The opening gambit in plans for Riverview


Thursday, August 2nd, 2007

B.C. government shows it’s serious about helping people who are mentally ill, but the details have to be worked out

Sun

Last November, Vancouver Sun reader Sandra Latreille wrote a letter to the editor in which she suggested redeveloping the Riverview psychiatric hospital as a homeless facility and treatment centre for drug addicts and the mentally ill.

It seems someone was listening.

B.C. Housing Minister Rich Coleman has proposed an ambitious redevelopment of the 98-hectare site of the century-old facility that would include housing for the poor, the disabled and the mentally ill as well as market units. Just how big the development will be is unclear, but Coleman rejected a plan put forward by his staff that called for 6,000 to 7,000 housing units because he said that wasn’t enough.

The announcement follows a number of provincial initiatives intended to deal with the persistent problem of homeless people, including the provincial government’s purchase of several Downtown Eastside single-room occupancy hotels and the acquisition and proposed redevelopment of the Little Mountain social housing project in Vancouver.
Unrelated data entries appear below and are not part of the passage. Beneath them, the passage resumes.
PR #35, opened 2021-04-06
Always just unpack dist/ and package-lock.json from downloaded dist tarballs

martinpitt:
Downloading and directly using the actual dist tarballs used to be
problematic for releases: After pushing a tag, the downloaded tarball
still had the wrong name such as cockpit-machines-241.1.g1234abc.tar.gz,
and inside it the pre-built .spec file's `Version:` was the same.
This led to various crappy workarounds like commit 9b4a1773dd and
e69a0a857804, and not using the pre-built tarballs at all for releases.

The expensive (for building) and precious (for re-using a webpack that
was previously validated) part is the dist/ directory, *not* the tar
file itself -- once dist/ exists, the remaining version-dependent files
(only the .spec for now) and the .tar can be built in a split second.

So change download-dist to always just unpack dist/ and
package-lock.json and not keep the actual tar file. Also refuse to do
anything if dist/ already exists or NODE_ENV==development, like in
cockpit [1].

Call download-dist from the Makefile's main "build webpack" rule.
Structurally this makes a lot more sense, as now `npm run build` and
`download-dist` do the same -- they produce dist/. This greatly
simplifies the `dist-gzip` rule, as this once again always does the same
thing: Ensure the .spec file is up to date and build a tar from the
sources and dist/.

Change Makefile's NODE_MODULES_TEST to actually test something in
node_modules/, to ensure that `npm install` will actually run when
necessary -- package-lock.json is not good enough, as that gets
extracted from the downloaded tarballs also.

Bring back commit d9b3b601679 to wait for the downloads to exist for
packit and releases.

[1] https://github.com/cockpit-project/cockpit/commit/5434aeebee5e0fe

### DIFF
--- a/packit.yaml
+++ b/packit.yaml
@@ -6,7 +6,7 @@ downstream_package_name: cockpit-machines
 actions:
   post-upstream-clone: make cockpit-machines.spec
   create-archive:
-    - test/download-dist --wait
+    - make dist-gzip DOWNLOAD_DIST_OPTIONS=--wait
     - find -name 'cockpit-machines-*.tar.gz'
 jobs:
   - job: tests
--- a/.github/workflows/release.yml
+++ b/.github/workflows/release.yml
@@ -28,7 +28,7 @@ jobs:
         run: |
           # override GitHub's bind mount from host, we don't want anything from there and it interferes with ssh
           export HOME=$(getent passwd $(id -u) | cut -f6 -d:)
-          # This will make download-dist to fail in order to create dist manually instead
-          export GITHUB_BASE=fake/nonexisting
           cd /build
+          # Wait for build-dist and publish-dist workflows to complete
+          export DOWNLOAD_DIST_OPTIONS=--wait
           release-runner -r https://github.com/$GITHUB_REPOSITORY -t $(basename $GITHUB_REF) ./cockpituous-release
--- a/Makefile
+++ b/Makefile
@@ -10,7 +10,7 @@ TARFILE=cockpit-$(PACKAGE_NAME)-$(VERSION).tar.gz
 RPMFILE=$(shell rpmspec -D"VERSION $(VERSION)" -q `ls cockpit-machines.spec.in cockpit-machines.spec 2>/dev/null | head -n1`).rpm
 VM_IMAGE=$(CURDIR)/test/images/$(TEST_OS)
 # stamp file to check if/when npm install ran
-NODE_MODULES_TEST=package-lock.json
+NODE_MODULES_TEST=node_modules/.bin/webpack
 # one example file in dist/ from webpack to check if that already ran
 WEBPACK_TEST=dist/manifest.json
 # one example file in src/lib to check if it was already checked out
@@ -75,8 +75,8 @@ download-po: $(WEBLATE_REPO)
 %.spec: %.spec.in
 	sed -e 's/%{VERSION}/$(VERSION)/g' $< > $@
 
-$(WEBPACK_TEST): $(NODE_MODULES_TEST) $(LIB_TEST) $(shell find src/ -type f) package.json webpack.config.js
-	NODE_ENV=$(NODE_ENV) npm run build
+$(WEBPACK_TEST): $(LIB_TEST) $(shell find src/ -type f) package.json webpack.config.js
+	test/download-dist $${DOWNLOAD_DIST_OPTIONS:-} || ($(MAKE) $(NODE_MODULES_TEST) && NODE_ENV=$(NODE_ENV) npm run build)
 
 watch:
 	NODE_ENV=$(NODE_ENV) npm run watch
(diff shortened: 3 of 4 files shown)


martinpitt:
This works with [packit](https://dashboard.packit.dev/results/srpm-builds/19199) and the [initial CI runs which build the webpack themselves](https://logs-https-frontdoor.apps.ocp.ci.centos.org/logs/pull-35-20210406-041317-a684f93e-debian-stable/log.html) (as they start in parallel with build-dist and thus don't yet have a tarball).

I also tested this with our release scripts:

    RELEASE_SOURCE="_release/source"  ~/upstream/cockpituous/release/release-source

On current main this fails with the previously known
```
download-dist: Downloading dist tarball from https://github.com/cockpit-project/cockpit-machines-dist/raw/main/cc8c4afdc50f483a157c04192fa68a120811a467.tar ...
download-dist: Extracting paths from tarball: dist package-lock.json
/var/home/martin/upstream/cockpit-machines/source.6kKATd/cockpit-machines-242.1.gcc8c4af.tar.gz
ls: cannot access 'cockpit-machines-242.1.tar.gz': No such file or directory
```
which was the reason why we disabled that in commit f660bc09bd5.

On this branch I did a local `git tag -s 243` and ran the same release-source command, which succeeded:
```
> Creating tarball
make: Entering directory '/var/home/martin/upstream/cockpit-machines/source.3ZZiuk'
make: *** No rule to make target 'dist'.  Stop.
make: Leaving directory '/var/home/martin/upstream/cockpit-machines/source.3ZZiuk'
make: Entering directory '/var/home/martin/upstream/cockpit-machines/source.3ZZiuk'
flock Makefile sh -ec '\
    git fetch --depth=1 https://github.com/cockpit-project/cockpit.git 240; \
    git checkout --force FETCH_HEAD -- pkg/lib; \
    git reset -- pkg/lib'
sed -e 's/%{VERSION}/243/g' cockpit-machines.spec.in > cockpit-machines.spec
remote: Enumerating objects: 1525, done.
remote: Counting objects: 100% (1525/1525), done.
remote: Compressing objects: 100% (1408/1408), done.
remote: Total 1525 (delta 241), reused 475 (delta 27), pack-reused 0
Receiving objects: 100% (1525/1525), 7.07 MiB | 518.00 KiB/s, done.
Resolving deltas: 100% (241/241), done.
From https://github.com/cockpit-project/cockpit
 * tag               240        -> FETCH_HEAD
mv pkg/lib src/ && rmdir -p pkg
test/download-dist ${DOWNLOAD_DIST_OPTIONS:-} || (make node_modules/.bin/webpack && NODE_ENV=production npm run build)
download-dist: Downloading dist tarball from https://github.com/cockpit-project/cockpit-machines-dist/raw/main/a684f93e1f648bd66b80acb4f6329756a4ef0783.tar ...
download-dist: Extracting paths from tarball: dist package-lock.json
tar czf cockpit-machines-243.tar.gz --transform 's,^,cockpit-machines/,' \
	--exclude cockpit-machines.spec.in \
	$(git ls-files) src/lib/cockpit-po-plugin.js src/lib/patternfly/*.scss package-lock.json cockpit-machines.spec dist/; \

cockpit-machines-243.tar.gz
make: Leaving directory '/var/home/martin/upstream/cockpit-machines/source.3ZZiuk'
```

martinpitt:
I force-retried the previously [successful ubuntu-stable test](https://logs.cockpit-project.org/logs/pull-35-20210406-041317-a684f93e-ubuntu-stable/log.html) to also cover the "download dist/" scenario in CI.

The [retry](https://logs.cockpit-project.org/logs/pull-35-20210406-043820-a684f93e-ubuntu-stable/log.html) successfully used download-dist and did not run webpack. Note that it still does `npm install`, as we need that for running the tests -- at some point we should include these in the downloads, like in cockpit.

packit.yaml
```diff
@@ -6,7 +6,7 @@ downstream_package_name: cockpit-machines
 actions:
   post-upstream-clone: make cockpit-machines.spec
   create-archive:
-    - test/download-dist --wait
+    - make dist-gzip DOWNLOAD_DIST_OPTIONS=--wait
```
KKoukiou, line 9: The env variable here does not need export? It's not clear to me yet, how the env variables are visible to the makefile target processes.

KKoukiou (approved):
I have only one question, but since you verified the release part there it's just for my understanding.

packit.yaml
martinpitt: This is passed as a "make variable", similar to `make V=1`. It has by and large the same effect as

    DOWNLOAD_DIST_OPTIONS=--wait make dist-gzip

or

    export DOWNLOAD_DIST_OPTIONS=--wait
    make dist-gzip

I'm happy to change the syntax if it looks weird to you, of course!

KKoukiou: It's fine of course. Just did not know the syntax.

PR #183, opened 2021-05-26
fmf: Drop pillow test dependency

martinpitt:
It has been uninstallable in RHEL for a while, will eventually disappear
[1], and we don't really need pixel tests in downstream gating.

[1] https://github.com/minimization/content-resolver-input/blob/master/configs/sst_cs_apps-unwanted-python3.yaml

### DIFF
--- a/test/browser/main.fmf
+++ b/test/browser/main.fmf
@@ -11,7 +11,6 @@ require:
   - make
   - npm
   - python3
-  - python3-pillow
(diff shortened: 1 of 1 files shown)


mvollmer:
> and we don't really need pixel tests in downstream gating.

Also, we couldn't look at the failures in a convenient way.

mvollmer (approved):

PR #186, opened 2021-05-27
Fix editing the MAC address of NICs

### LINKED ISSUE #185: [Machines] VM’s Network interface disappeared after editing the MAC address to a wrong character
Cockpit version: 
cockpit-244-1.fc33.x86_64
cockpit-machines-244-1.fc33.noarch
OS: Fedora 33
Page: Virtual Machines -- Network interface
[Machines] VM’s Network interface disappeared after editing the MAC address to a wrong character 

Steps to reproduce

1. Prepare a running vm
2.Enter the vm details page, click edit after the network interface, change the mac address to a wrong character like:
52:54:00:29:af:*&
3. Click save
There will be an error which is expected：
Danger alert:Network interface settings could not be saved
Error message: XML error: unable to parse mac address '52:54:00:29:af:*&'

But at the same time, the network interface disappeared on the page, which need to be fixed.
screenshot-10 66 92 39_9090-2021 05 27-14_40_40

KKoukiou:
If attaching the NIC after changing the MAC address failed we previously
ended up with the original NIC being removed as well.

Let's fix it in the following way:

* First attach the new interface (new MAC address) and only if the
operation is successful remove the obsoleted NIC
* In order that the attachment and removal of the obsoleted NIC is
guaranteed let's allow this operation for offline VMs only.
Hotplugging and hot-unplugging NICs is not guaranteed to succeed,
as it relies on the OS being responsive, enough PCI slots being
available etc.

Fixes #185

### DIFF
--- a/src/components/vm/nics/nicEdit.jsx
+++ b/src/components/vm/nics/nicEdit.jsx
@@ -19,7 +19,7 @@
 import React from 'react';
 import cockpit from 'cockpit';
 import PropTypes from 'prop-types';
-import { Button, Alert, Form, FormGroup, Modal, TextInput } from '@patternfly/react-core';
+import { Button, Alert, Form, FormGroup, Modal, TextInput, Tooltip } from '@patternfly/react-core';
 
 import { ModalError } from 'cockpit-components-inline-notification.jsx';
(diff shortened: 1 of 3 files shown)


skobyda (approved):
Thanks. LGTM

The Riverview project is notable for many reasons, especially the tacit recognition by government that shutting the hospital in the first place and releasing its patients into the mean streets of the city without adequate support was a monumental mistake. About 40 per cent of Vancouver‘s homeless population is estimated to suffer from mental illness. One can’t ignore the irony that the mentally ill may be returning from whence they came. But this time the facility will be a state-of-the-art housing and treatment complex, with assisted living units and institutional beds within an integrated community of residents from all socio-economic strata.
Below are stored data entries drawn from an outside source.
PR #187, opened 2021-06-01
[no-test] Update translations from Fedora Weblate

cockpituous:


martinpitt:
@mvollmer , @KKoukiou : The pixel tests [failed](https://logs.cockpit-project.org/logs/pull-187-20210601-203022-5808beb4-fedora-34/log.html#7-2) because the "Memory" input now seems to have a different color in its focus frame. The translation update certainly did not change this, and other current PRs (#180 and #142) have the same problem. I wonder, did that break by itself through some `devDependencies` update? That feels like the kind of change which ought to be a runtime dependency, like PF..

KKoukiou:
> @mvollmer , @KKoukiou : The pixel tests [failed](https://logs.cockpit-project.org/logs/pull-187-20210601-203022-5808beb4-fedora-34/log.html#7-2) because the "Memory" input now seems to have a different color in its focus frame. The translation update certainly did not change this, and other current PRs (#180 and #142) have the same problem. I wonder, did that break by itself through some `devDependencies` update? That feels like the kind of change which ought to be a runtime dependency, like PF..

https://github.com/cockpit-project/cockpit-machines/pull/190

martinpitt (approved):

PR #190, opened 2021-06-03
Update reference pixels for changes to :focus-visible rendering

mvollmer:
Patternfly controls the appearance of the `:focus` pseudo class, but not `:focus-visible`. The Browser has some defaults for `:focus-visible` which seem to have changed.


mvollmer:
Here are some screenshots of a text input in various states, to try to sort this out.

Nothing
image

`:hover`
image

`:focus`
image

`:focus-visible`
image (Firefox)
image (Chrome)

`:focus` and `:focus-visible`
image (Firefox)
image (Chrome)

mvollmer:
Oky, I think I understand now what `:focus-visible` is about. It's a fix for the annoying dashed-line focus ring that was left behind after clicking on a button with the mouse.

Now, when clicking on a button with the mouse, the element gets :focus but not :focus-visible. When the user tabs to a button, it gets both :focus and :focus-visible.  This way one can write the CSS so that the focus ring only appears when the user has brought the button into focus with the keyboard. [I would have made it so that clicking a button would not give it focus at all, but there might be compatibility concerns that make this change impossible.]

This works nicely for us with Patternfly, for buttons.

For a text input, the rules seem to be such that it always gets both :focus and :focus-visible no matter how it got focused (mouse or keyboard). [This doesn't immediately make sense to me, I would treat inputs the same as buttons, but again, what do I know.]

I think the extra ring produced by :focus-visible is not necessary for text inputs. Patternfly should probably override it.

KKoukiou (approved):
It's not clear to me why the initial screenshots had yellow ring, but this change still makes sense.

mvollmer:
I have asked for clarification from the Patternflies: https://github.com/patternfly/patternfly/issues/4121

garrett:
Firefox screenshot is wrong; it has the focus ring clipped. I fixed that via z-index and it landed in PF a while back. I think this is related to using an older version of PatternFly and not updating yet.

In other words, I'm letting you know that this version of PF is wrong and it will will definitely change soon whenever we upgrade PF.

mvollmer:
> Firefox screenshot is wrong; it has the focus ring clipped.

Which one exactly? The one with just `:focus-visible`?

That state will never happen, as I have learned: a element can only have `:focus-visible` when it also has `:focus`. So I don't think we need to worry about that.

garrett:
Right, `:focus-visible`.

See https://github.com/patternfly/patternfly/pull/3991 which should be in PF >= 4.99.1... and [it applies to :focus and :focus-within](https://github.com/patternfly/patternfly/pull/3991/files#diff-d322235a2efa27dfb9c6f5bde685bdd84fcc6774014393ccea44e1c148d54c0cR36-R39).

PR #191, opened 2021-06-03
Port bootorder dialog to PF4

KKoukiou:
Make use of Draggable list.

See https://github.com/patternfly/patternfly/issues/3712

Blocked on:
* [x] https://github.com/patternfly/patternfly/issues/4138
* [x] https://github.com/patternfly/patternfly-react/issues/5900
* [ ] https://github.com/patternfly/patternfly-react/issues/6317

### DIFF
--- a/package.json
+++ b/package.json
@@ -54,8 +54,8 @@
   "dependencies": {
     "@patternfly/patternfly": "4.135.2",
     "@patternfly/react-console": "4.13.5",
-    "@patternfly/react-core": "4.157.3",
-    "@patternfly/react-styles": "4.11.16",
+    "@patternfly/react-core": "4.160.3",
+    "@patternfly/react-styles": "4.12.2",
     "@patternfly/react-table": "4.31.0",
     "date-fns": "2.24.0",
     "patternfly": "3.59.5",
--- a/src/components/vm/overview/bootOrder.css
+++ b/src/components/vm/overview/bootOrder.css
@@ -1,64 +1,20 @@
-.boot-order .list-group {
-    --machines-boot-list-offset: 15rem;
-    max-height: calc(100vh - var(--machines-boot-list-offset));
+.boot-order-modal-cell {
+    display: flex;
 }
 
-.boot-order-list-view {
-    margin-top: 0;
-    margin-bottom: 0;
-}
-
-/* Overriding Patternfly's ListView */
-.boot-order .list-view-pf-body {
-    align-items: baseline;
-    min-height: 26px;
-}
-
-.boot-order .list-group-item {
-    padding: 1rem 1.5rem;
-}
-
-.boot-order .list-view-pf-main-info,
-.boot-order .list-view-pf-checkbox,
-.boot-order .list-view-pf-actions {
-    align-self: baseline;
-    margin-top: 0;
-    margin-bottom: 0;
-    padding-top: 0;
-    padding-bottom: 0;
-}
-
-.boot-order .list-view-pf-checkbox {
-    position: relative;
-    top: 3px;
-}
-
-.boot-order .list-view-pf-description {
+.boot-order-description {
     flex: 1 0 30%;
     flex-basis: 30%;
+    font-weight: var(--pf-global--FontWeight--bold);
 }
 
-.boot-order .list-view-pf-additional-info {
+.boot-order-additional-info {
     flex-basis: 70%;
 }
 
-.boot-order .list-group-item:not(.is-checked) .list-view-pf-actions {
-    display: none;
-}
-
-.boot-order .ct-form + .ct-form {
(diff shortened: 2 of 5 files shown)


mvollmer:
This PR seems to have accidentally reverted the changes to the reference pixels made in #190.

mvollmer (dismissed):
The changes to test/reference should be removed from this PR.

garrett (changes requested):
I like the idea in general, but this is currently unusable.

https://user-images.githubusercontent.com/10246/121147678-60f48880-c841-11eb-8369-fae17c78a25e.mp4

When dragging rows, over anything more than 1 row high, there's an obscene amount of flicker as the component does not know which row should be above.

I recorded this video in 30 FPS; I probably should've recorded it at 60 or 120 FPS, but even at a lower framerate it captures the issue well enough. (It flickers even more than you see here, which is already a nightmare.)

This is not just bad from a UX perspective; it can also trigger motion sickness, migraines, and seizures.

KKoukiou:
> I like the idea in general, but this is currently unusable.
> drag-flicker.mp4
> 
> When dragging rows, over anything more than 1 row high, there's an obscene amount of flicker as the component does not know which row should be above.
> 
> I recorded this video in 30 FPS; I probably should've recorded it at 60 or 120 FPS, but even at a lower framerate it captures the issue well enough. (It flickers even more than you see here, which is already a nightmare.)
> 
> This is not just bad from a UX perspective; it can also trigger motion sickness, migraines, and seizures.

I see what you mean. I can't see the problem upstream so it's something wrong with this specific PR. I will try to identify.

garrett:
> it's something wrong with this specific PR

It seems to happen with the tall lines. I wonder if there's some kind of positioning causing them to be calculated differently for the height? Or if the JS is hacky and makes assumptions that break down?

KKoukiou:
> > it's something wrong with this specific PR
> 
> It seems to happen with the tall lines. I wonder if there's some kind of positioning causing them to be calculated differently for the height? Or if the JS is hacky and makes assumptions that break down?

Hmm the JS is stolen from the website. Same code. So I lean towards that it's something with the content of our rows.

garrett:
If I make the height the same for each row, then it works fine. There's something weird with different sized items. I wonder if this happens when dragging a larger item versus smaller and same sized ones, or if it's only a problem with smaller versus larger?

garrett:
I tested this in-browser just now and found that dragging larger items is fine. So it's when you drag a smaller item around with larger items present. (Others being same or smaller is fine.)

KKoukiou:
> I tested this in-browser just now and found that dragging larger items is fine. So it's when you drag a smaller item around with larger items present. (Others being same or smaller is fine.)

Oh thanks for identidying this. It would  have taken me some hours I bet. Shall we set fixed height?

KKoukiou:
@garrett I don't tihnk inlining the information can be an option here. If you look at the code, https://github.com/cockpit-project/cockpit-machines/blob/fe945e3aa14eff9ba5646818c9090022f170fd10/src/components/vm/overview/bootOrder.jsx#L99 some devices can have really more informtion that three items, and for some these info are not obvious at all, so that we hide the label.

garrett:
I've modified the PF draggable list component example to make one element larger than the others, then tried dragging and hit the same issue we're having here. So this bug is an upstream one.

KKoukiou:
@garrett created upstream issue: https://github.com/patternfly/patternfly/issues/4138

KKoukiou:
This would also be a nice alternative component for this feature: https://github.com/patternfly/patternfly-react/issues/6265

(Since the draggable data list is broken)

garrett:
We'd need to either drop the additional information or have it under each item. Since there's drag and drop here too, it might also suffer from the same issue with variable heights.

I guess the left side would be "Available disks" and the right side would be "Boot disks"? And we'd use a simplified version without filtering? Or the labels could be "Excluded disks" and "Boot disks", which is a bit more contextual and explains that the disks are not used for booting?

KKoukiou:
> We'd need to either drop the additional information or have it under each item. Since there's drag and drop here too, it might also suffer from the same issue with variable heights.
> 
> I guess the left side would be "Available disks" and the right side would be "Boot disks"? And we'd use a simplified version without filtering? Or the labels could be "Excluded disks" and "Boot disks", which is a bit more contextual and explains that the disks are not used for booting?

Generally I agree, just s/disks/devices/ as not only disks are used for booting from but also nics.

garrett:
> Generally I agree, just s/disks/devices/ as not only disks are used for booting from but also nics.

Good point. You're right.

"Excluded devices" "Boot devices", I guess?

KKoukiou:
In favor of https://github.com/cockpit-project/cockpit-machines/pull/512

The project being contemplated puts homelessness, addiction and mental illness high on the political agenda, something the so-called “homelessness budget” last February failed to do. The government has now uncorked this genie and will not be able to put it back in the bottle.
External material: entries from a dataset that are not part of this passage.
PR #192, opened 2021-06-04
Fix localization on VncConsole

serboupal:
Small fix to localize some strings in VncConsole tab.


KKoukiou (approved):
Thanks for your contribution!

martinpitt:
I approved the build-dist workflow, this was the reason for the packit build failure. Nevertheless, packit is down now due to the Westford power outage, but at least the srpm build should work.

For the same reason the RHEL tests can't run right now, but for this PR we can ignore them, I think.

PR #197, opened 2021-06-09
Refactor libvirt-dbus.js

skobyda:
- Currently, some APIs can be imported from libvirt-dbus.js directly and some have to use wrappers in actions/provider-actions.js. Unify this approach by dropping actions/provider-actions.js and exporting all methods directly from libvirt-dbus.js or libvirt-common.js
- Do not import store.dispatch at the src/index.js and then pass it all the way down to libvirt-dbus.js  libvirt-common.js methods. Instead, import store.dispatch directly to libvirt-dbus.js and libvirt-common.js.
- Remove redundant dispatches and use dispatch only when updating redux store directly


martinpitt:
packit tests fail a lot on 

    RuntimeError: TypeError: Cannot read property 'indexOf' of undefined

KKoukiou:
Simon you need:
``` diff
diff --git src/components/libvirtSlate.jsx src/components/libvirtSlate.jsx
index 03a08e1..820f850 100644
--- src/components/libvirtSlate.jsx
+++ src/components/libvirtSlate.jsx
@@ -57,7 +57,7 @@ class LibvirtSlate extends React.Component {
     checkStatus() {
         const service = this.props.libvirtService;
 
-        checkLibvirtStatus(service.name);
+        checkLibvirtStatus({ serviceName: service.name });
     }
 
     startService() {

```

KKoukiou:
@skobyda still a few failures ;(

KKoukiou:
@skobyda 

``` diff
        [kkoukiou@sequioa cockpit-machines]$ git diff
        diff --git src/libvirt-common.js src/libvirt-common.js
        index 5e41d36a..2095ab4b 100644
        --- src/libvirt-common.js
        +++ src/libvirt-common.js
        @@ -57,7 +57,7 @@ export function buildConsoleVVFile(consoleDetail) {
         }
         
         export function buildScriptTimeoutFailHandler(handler, delay) {
        -    return () => window.setTimeout(handler, delay);
        +    return window.setTimeout(handler, delay);
         }
         
         export function canLoggedUserConnectSession (connectionName, loggedUser) {

```

skobyda:
> @skobyda
> 
> ```diff
> [kkoukiou@sequioa cockpit-machines]$ git diff
> diff --git src/libvirt-common.js src/libvirt-common.js
> index 5e41d36a..2095ab4b 100644
> --- src/libvirt-common.js
> +++ src/libvirt-common.js
> @@ -57,7 +57,7 @@ export function buildConsoleVVFile(consoleDetail) {
>  }
>  
>  export function buildScriptTimeoutFailHandler(handler, delay) {
> -    return () => window.setTimeout(handler, delay);
> +    return window.setTimeout(handler, delay);
>  }
>  
>  export function canLoggedUserConnectSession (connectionName, loggedUser) {
> ```

With that fix, it's a bit strange. The test is still failing, but now the error message is present on different page. It should be here:
Screenshot from 2021-06-24 16-33-21

But instead it's here:
Screenshot from 2021-06-24 16-33-02

KKoukiou (approved):
Thank you!!

PR #88, opened 2021-04-09
Move to webpack 5

martinpitt:
Cherry-picked from starter-kit commit c52136c0514.

----

 - [x] Builds on top of PR #87 
 - [x] Consider if the Table warnings are important enough to block: https://github.com/patternfly/patternfly-react/issues/5644
 - [x] Fix/work around build failures with `ip` npm package
 
This currently spits out 23 warnings of this form:
```
WARNING in ./node_modules/patternfly-react/dist/esm/components/Table/Table.js 21:0-31
export 'actionHeaderCellFormatter' (imported as 'Table') was not found in 'reactabular-table' (possible exports: Body, BodyRow, Header, Provider, __esModule, columnsAreEqual, evaluateFormatters, evaluateTransforms, mergeProps, resolveRowKey)
```

This feels like a PatternFly bug. It still seems to work anyway, let's see what CI says.

PR #198, opened 2021-06-09
tests: When creating the test VMs use VNC console as default graphics

KKoukiou:
RHEL-9 does not support spice so spice graphics which we used before
as default are not an options for the RHEL 9 test images

Ideally, we would let virt-install pick up the right graphics for us by not specifying it
at all. However virt-install also chooses spice for the RHEL-9-0 image
which is obviously wrong.

See https://bugzilla.redhat.com/show_bug.cgi?id=1969952


martinpitt:
These failures on [rawhide](http://artifacts.dev.testing-farm.io/9fa2505d-ac76-463e-bea9-18fa9a243ec3/) look worrying, but they look unrelated.
```
# testSnapshots (__main__.TestMachinesSnapshots)
error: Failed to start network default
error: Requested operation is not valid: network is already active
error: Failed to start domain 'subVmTest1'
error: can't connect to virtlogd: Unable to open system token /run/libvirt/common/system.token: Permission denied
```
Test LGTM, but I'd still like to trigger the full set of tests, just in case.

martinpitt:
I already retried, but on [ubuntu-2004](https://logs.cockpit-project.org/logs/pull-198-20210610-053656-efe25769-ubuntu-2004/log.html#20)  this reliably causes tests to fail with an unexpected "couldn't shutdown fd: Transport endpoint is not connected" message.

martinpitt:
The [journal](https://logs.cockpit-project.org/logs/pull-198-20210610-053656-efe25769-ubuntu-2004/TestMachinesLifecycle-testBasic-ubuntu-2004-127.0.0.2-2301-FAIL.log.gz) has a little better message:

    cockpit-bridge[6914]: 127.0.0.1:5900: couldn't shutdown fd: Transport endpoint is not connected

@KKoukiou : Port 5900 is spice, isn't it? Could it be that this  change now tries to enable spice on ubuntu-2004, and it's not yet supported there?

martinpitt:
@KKoukiou , @mvollmer : Argh, [pixel test failures](https://logs.cockpit-project.org/logs/pull-198-20210610-083929-c91259f2-fedora-34/log.html#2-2) again. Katerina's branch is 4 commits behind origin:main, but nothing there should touch pixels (and I expect that this gets rebased anyway). Any idea about that one?

KKoukiou:
> @KKoukiou , @mvollmer : Argh, [pixel test failures](https://logs.cockpit-project.org/logs/pull-198-20210610-083929-c91259f2-fedora-34/log.html#2-2) again. Katerina's branch is 4 commits behind origin:main, but nothing there should touch pixels (and I expect that this gets rebased anyway). Any idea about that one?

Looks like a race condition - the OS input field is disabled when the OS list is being loaded from osinfo db. That's the greyed out screenshot. I suspect it's really a timing issue.

martinpitt:
Ah, so I suppose we need to wait for the field to not be disabled before we do the screenshot? Thanks! (Retrying, as that's blocking other stuff, and the race isn't new)

KKoukiou:
> Ah, so I suppose we need to wait for the field to not be disabled before we do the screenshot? Thanks! (Retrying, as that's blocking other stuff, and the race isn't new)

Correct I have a commit about it here: https://github.com/cockpit-project/cockpit-machines/pull/88/commits/64025d7b81d29e1e305f65719040837325524e69

I will send it in seperate pR - did not realize it's so often breaking.

martinpitt:
I failed again, so I stole your fix from https://github.com/cockpit-project/cockpit-machines/commit/64025d7b81d29e1e305f65719040837325524e69 and added it here. Let's see how it fares!

martinpitt:
Dang, I missed the separate PR #202, and that is failing. Let's sort it out in #202, I unpushed the separate commit here.

KKoukiou:
> Dang, I missed the separate PR #202, and that is failing. Let's sort it out in #202, I unpushed the separate commit here.

Fixed and merged.

martinpitt (approved):
Cheers! I'm glad it went green at the third attempt or so :)

PR #199, opened 2021-06-09
Fix comparison when building the available disk bus type list

KKoukiou:
Previously we were comparing the current disk bus type value (string)
with the list of objects, therefore the current disk bus type was always
added as disabled option in the end of the list.

Relevant to https://bugzilla.redhat.com/show_bug.cgi?id=1948366


marusak (approved):
Thanks

martinpitt (approved):
Oops! Thanks for fixing!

However, these are early days and the project is still a vision, not a blueprint. An official request for proposals is still a long way off and the price tag is unknown. There’s no prospect that it will be completed before the Olympic Games in 2010. The best guess for an opening is 2012.

While the city of Vancouver has welcomed the project, Coquitlam is the municipality that will call the shots since that is where Riverview is located. Coleman indicated the government would not force the project on Coquitlam, but would consult with the community to build a consensus.

In announcing the Riverview project, the government has sent the message that it is serious about dealing with the issue. This is an opening gambit in a conversation — let’s call it a negotiation — about what will be built when and who pays how much.

We have finished talking about ideology, playing the blame game and wringing hands. There’s no debate now about what needs to be done, only about how to do it.